Exercise material

──────

PR #913, opened 2020-07-10
(fix): Make org-roam-graph work with new schemata

### LINKED ISSUE #912: commit: efba3c2bf0c887 breaks org-roam-graph, bibtex and roam-server
### Description
commit: efba3c2bf0c887 changes the structure of the data base. As a result, queries that were valid before are not no more. More specifically, queries to `titles` now return an error.  I think consequential  changes like this should be placed in a different branch until they are tested so that they don't leak into melpa.

#### Steps to Reproduce
1. update org-roam
2. run org-roam-show-graph

#### Expected Results
Graph.

#### Actual Results
get error emacsql no titles.

### Environment

- Org-roam commit: https://github.com/jethrokuan/org-roam/commit/efba3c2bf0c887f9aa5c4984ffc0cb5fb0b4bd31

zaeph:
Caused by #908.

Fixes #912.

----

I haven’t looked at it too deeply, but 1fe704cf716608d3859faa6084a36b715c492da4 is not enough to address the issue.  I’ve hardly worked on the graph, so I’m not the best person to address it in a timely fashion.

### DIFF
--- a/org-roam-graph.el
+++ b/org-roam-graph.el
@@ -232,7 +232,7 @@ CALLBACK is passed the graph file as its sole argument."
                         "Please adjust `org-roam-graph-executable'")
                 org-roam-graph-executable))
   (let* ((node-query (or node-query
-                         `[:select [file titles] :from titles
+                         `[:select [file title] :from titles
                            ,@(org-roam-graph--expand-matcher 'file t)]))
          (graph      (org-roam-graph--dot node-query))
          (temp-dot   (make-temp-file "graph." nil ".dot" graph))
@@ -269,7 +269,7 @@ CALLBACK is passed to `org-roam-graph--build'."
                         (org-roam-db--links-with-max-distance file max-distance)
                       (org-roam-db--connected-component file))
                     (list file)))
-         (query `[:select [file titles]
+         (query `[:select [file title]
                   :from titles
                   :where (in file [,@files])]))
     (org-roam-graph--build query callback)))


zaeph:
#914 took care of it.  Closing.

jethrokuan:
Superceded by #914

icyflame:
Thank you for the quick fix in #914! I just installed org-roam and ran into this error :sweat_smile: 

***

For posterity, I will post a summary of the issue and my investigation here.

## Error

The error that was being thrown:

```sh
(emacsql-error "near line 17: no such column: titles")
```

## Root cause

I ran `toggle-debug-on-error` and then ran `org-roam-graph-show`. This gave me the following stacktrace:

```lisp
Debugger entered--Lisp error: (emacsql-error "near line 17: no such column: titles")
  signal(emacsql-error ("near line 17: no such column: titles"))
  #f(compiled-function (conn) #<bytecode 0x171b455>)(#<emacsql-sqlite3-connection emacsql-sqlite3-connection>)
  apply(#f(compiled-function (conn) #<bytecode 0x171b455>) #<emacsql-sqlite3-connection emacsql-sqlite3-connection> nil)
  emacsql-parse(#<emacsql-sqlite3-connection emacsql-sqlite3-connection>)
  #f(compiled-function (connection sql &rest args) "Send SQL s-expression to CONNECTION and return the results." #<bytecode 0x171385d>)(#<emacsql-sqlite3-connection emacsql-sqlite3-connection> [:select [file titles] :from titles])
  apply(#f(compiled-function (connection sql &rest args) "Send SQL s-expression to CONNECTION and return the results." #<bytecode 0x171385d>) #<emacsql-sqlite3-connection emacsql-sqlite3-connection> [:select [file titles] :from titles])
  emacsql(#<emacsql-sqlite3-connection emacsql-sqlite3-connection> [:select [file titles] :from titles])
  apply(emacsql #<emacsql-sqlite3-connection emacsql-sqlite3-connection> [:select [file titles] :from titles] nil)
  org-roam-db-query([:select [file titles] :from titles])
  org-roam-graph--dot([:select [file titles] :from titles])
  org-roam-graph--build(nil org-roam-graph--open)
  org-roam-graph-show(nil)
  funcall-interactively(org-roam-graph-show nil)
  call-interactively(org-roam-graph-show nil nil)
  command-execute(org-roam-graph-show)
```

Clearly, the error is coming from the query that is being built by the `org-roam-graph--build` function. It is building the query `select [file titles] :from titles`

```lisp
  org-roam-graph--dot([:select [file titles] :from titles])
  org-roam-graph--build(nil org-roam-graph--open)
```

I checked the schema of the SQLite3 file created by `org-roam-db-build-cache`:

```sql
sqlite> .schema
CREATE TABLE files (file UNIQUE PRIMARY KEY, hash NOT NULL, meta NOT NULL);
CREATE TABLE headlines (id UNIQUE PRIMARY KEY, file NOT NULL);
CREATE TABLE links ("from" NOT NULL, "to" NOT NULL, type NOT NULL, properties NOT NULL);
CREATE TABLE tags (file UNIQUE PRIMARY KEY, tags);
CREATE TABLE titles (file NOT NULL, title );
CREATE TABLE refs (ref UNIQUE NOT NULL, file NOT NULL, type NOT NULL);
```

Clearly, the `titles` table has two columns and they are called `file` and `title`.

After running `(org-roam-version)`, I realized that I was running v1.2.0. At v1.2.0, this line was indeed constructing the incorrect query:

https://github.com/org-roam/org-roam/blob/v1.2.0/org-roam-graph.el#L233

### Resolution

Construct the query using the column name `title` instead of using the column name `titles`

https://github.com/org-roam/org-roam/commit/f1dbe3fdf9821805dfb4d4d037bd8c8bc2f96252#diff-79abd010ed52c8e2ae26068495893cc1L235-R235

──────

Work instructions
Every entry is to be restated word for word.

Exercise answer
PR #913, opened 2020-07-10
(fix): Make org-roam-graph work with new schemata

### LINKED ISSUE #912: commit: efba3c2bf0c887 breaks org-roam-graph, bibtex and roam-server
### Description
commit: efba3c2bf0c887 changes the structure of the data base. As a result, queries that were valid before are not no more. More specifically, queries to `titles` now return an error.  I think consequential  changes like this should be placed in a different branch until they are tested so that they don't leak into melpa.

#### Steps to Reproduce
1. update org-roam
2. run org-roam-show-graph

#### Expected Results
Graph.

#### Actual Results
get error emacsql no titles.

### Environment

- Org-roam commit: https://github.com/jethrokuan/org-roam/commit/efba3c2bf0c887f9aa5c4984ffc0cb5fb0b4bd31

zaeph:
Caused by #908.

Fixes #912.

----

I haven’t looked at it too deeply, but 1fe704cf716608d3859faa6084a36b715c492da4 is not enough to address the issue.  I’ve hardly worked on the graph, so I’m not the best person to address it in a timely fashion.

### DIFF
--- a/org-roam-graph.el
+++ b/org-roam-graph.el
@@ -232,7 +232,7 @@ CALLBACK is passed the graph file as its sole argument."
                         "Please adjust `org-roam-graph-executable'")
                 org-roam-graph-executable))
   (let* ((node-query (or node-query
-                         `[:select [file titles] :from titles
+                         `[:select [file title] :from titles
                            ,@(org-roam-graph--expand-matcher 'file t)]))
          (graph      (org-roam-graph--dot node-query))
          (temp-dot   (make-temp-file "graph." nil ".dot" graph))
@@ -269,7 +269,7 @@ CALLBACK is passed to `org-roam-graph--build'."
                         (org-roam-db--links-with-max-distance file max-distance)
                       (org-roam-db--connected-component file))
                     (list file)))
-         (query `[:select [file titles]
+         (query `[:select [file title]
                   :from titles
                   :where (in file [,@files])]))
     (org-roam-graph--build query callback)))


zaeph:
#914 took care of it.  Closing.

jethrokuan:
Superceded by #914

icyflame:
Thank you for the quick fix in #914! I just installed org-roam and ran into this error :sweat_smile: 

***

For posterity, I will post a summary of the issue and my investigation here.

## Error

The error that was being thrown:

```sh
(emacsql-error "near line 17: no such column: titles")
```

## Root cause

I ran `toggle-debug-on-error` and then ran `org-roam-graph-show`. This gave me the following stacktrace:

```lisp
Debugger entered--Lisp error: (emacsql-error "near line 17: no such column: titles")
  signal(emacsql-error ("near line 17: no such column: titles"))
  #f(compiled-function (conn) #<bytecode 0x171b455>)(#<emacsql-sqlite3-connection emacsql-sqlite3-connection>)
  apply(#f(compiled-function (conn) #<bytecode 0x171b455>) #<emacsql-sqlite3-connection emacsql-sqlite3-connection> nil)
  emacsql-parse(#<emacsql-sqlite3-connection emacsql-sqlite3-connection>)
  #f(compiled-function (connection sql &rest args) "Send SQL s-expression to CONNECTION and return the results." #<bytecode 0x171385d>)(#<emacsql-sqlite3-connection emacsql-sqlite3-connection> [:select [file titles] :from titles])
  apply(#f(compiled-function (connection sql &rest args) "Send SQL s-expression to CONNECTION and return the results." #<bytecode 0x171385d>) #<emacsql-sqlite3-connection emacsql-sqlite3-connection> [:select [file titles] :from titles])
  emacsql(#<emacsql-sqlite3-connection emacsql-sqlite3-connection> [:select [file titles] :from titles])
  apply(emacsql #<emacsql-sqlite3-connection emacsql-sqlite3-connection> [:select [file titles] :from titles] nil)
  org-roam-db-query([:select [file titles] :from titles])
  org-roam-graph--dot([:select [file titles] :from titles])
  org-roam-graph--build(nil org-roam-graph--open)
  org-roam-graph-show(nil)
  funcall-interactively(org-roam-graph-show nil)
  call-interactively(org-roam-graph-show nil nil)
  command-execute(org-roam-graph-show)
```

Clearly, the error is coming from the query that is being built by the `org-roam-graph--build` function. It is building the query `select [file titles] :from titles`

```lisp
  org-roam-graph--dot([:select [file titles] :from titles])
  org-roam-graph--build(nil org-roam-graph--open)
```

I checked the schema of the SQLite3 file created by `org-roam-db-build-cache`:

```sql
sqlite> .schema
CREATE TABLE files (file UNIQUE PRIMARY KEY, hash NOT NULL, meta NOT NULL);
CREATE TABLE headlines (id UNIQUE PRIMARY KEY, file NOT NULL);
CREATE TABLE links ("from" NOT NULL, "to" NOT NULL, type NOT NULL, properties NOT NULL);
CREATE TABLE tags (file UNIQUE PRIMARY KEY, tags);
CREATE TABLE titles (file NOT NULL, title );
CREATE TABLE refs (ref UNIQUE NOT NULL, file NOT NULL, type NOT NULL);
```

Clearly, the `titles` table has two columns and they are called `file` and `title`.

After running `(org-roam-version)`, I realized that I was running v1.2.0. At v1.2.0, this line was indeed constructing the incorrect query:

https://github.com/org-roam/org-roam/blob/v1.2.0/org-roam-graph.el#L233

### Resolution

Construct the query using the column name `title` instead of using the column name `titles`

https://github.com/org-roam/org-roam/commit/f1dbe3fdf9821805dfb4d4d037bd8c8bc2f96252#diff-79abd010ed52c8e2ae26068495893cc1L235-R235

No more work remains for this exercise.